Transcribe the listing below in its entirety.

[Start of Attachment]

PR #11585, opened 2020-04-03
Merge gutenberg strings in the main strings.xml file

maxme:
Merge gutenberg strings in the main `strings.xml` file.


maxme:
The script generating the file but be modified, there is a lint error coming from the string file:
```
/home/circleci/project/WordPress/src/main/res/values/strings.xml:2682: Error: Replace "-" with an "en dash" character (–, &#8211;) ? [TypographyDashes]
    <string name="gutenberg_native_555_555_1234" tools:ignore="UnusedResources">(555)555-1234</string>
```
I'll update the file manually here and open another PR to fix the script.

maxme:
Please hold on reviewing that one, it seems there are some extra strings in the generated file, that might come from a missing `gutenberg.pot` file which should be excluded. I'll investigate and fix or comment here.

maxme:
The patch looks better after 878eada

Note after a coulpe of problems here, I opened:
- https://github.com/wordpress-mobile/gutenberg-mobile/pull/2107
- https://github.com/wordpress-mobile/gutenberg-mobile/pull/2109

maxme:
BTW, I guess the next step is to merge `release/14.5` to `master` so the new strings get picked up by the GlotPress script. cc @loremattei

WordPress/src/main/res/values/strings.xml
```diff
@@ -1,4 +1,4 @@
-<?xml version="1.0" encoding="utf-8"?>
+<?xml version='1.0' encoding='utf-8'?>
```
Tug, line 1: So far I've tried to manually revert this change each time. It's annoying but I haven't found a way to fix it yet

maxme: Is this important? Or just annoying because it's different from the default android format for  xml files?

Tug: Not important afaik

[End of Attachment]

▸ RESULT
PR #11585, opened 2020-04-03
Merge gutenberg strings in the main strings.xml file

maxme:
Merge gutenberg strings in the main `strings.xml` file.


maxme:
The script generating the file but be modified, there is a lint error coming from the string file:
```
/home/circleci/project/WordPress/src/main/res/values/strings.xml:2682: Error: Replace "-" with an "en dash" character (–, &#8211;) ? [TypographyDashes]
    <string name="gutenberg_native_555_555_1234" tools:ignore="UnusedResources">(555)555-1234</string>
```
I'll update the file manually here and open another PR to fix the script.

maxme:
Please hold on reviewing that one, it seems there are some extra strings in the generated file, that might come from a missing `gutenberg.pot` file which should be excluded. I'll investigate and fix or comment here.

maxme:
The patch looks better after 878eada

Note after a coulpe of problems here, I opened:
- https://github.com/wordpress-mobile/gutenberg-mobile/pull/2107
- https://github.com/wordpress-mobile/gutenberg-mobile/pull/2109

maxme:
BTW, I guess the next step is to merge `release/14.5` to `master` so the new strings get picked up by the GlotPress script. cc @loremattei

WordPress/src/main/res/values/strings.xml
```diff
@@ -1,4 +1,4 @@
-<?xml version="1.0" encoding="utf-8"?>
+<?xml version='1.0' encoding='utf-8'?>
```
Tug, line 1: So far I've tried to manually revert this change each time. It's annoying but I haven't found a way to fix it yet

maxme: Is this important? Or just annoying because it's different from the default android format for  xml files?

Tug: Not important afaik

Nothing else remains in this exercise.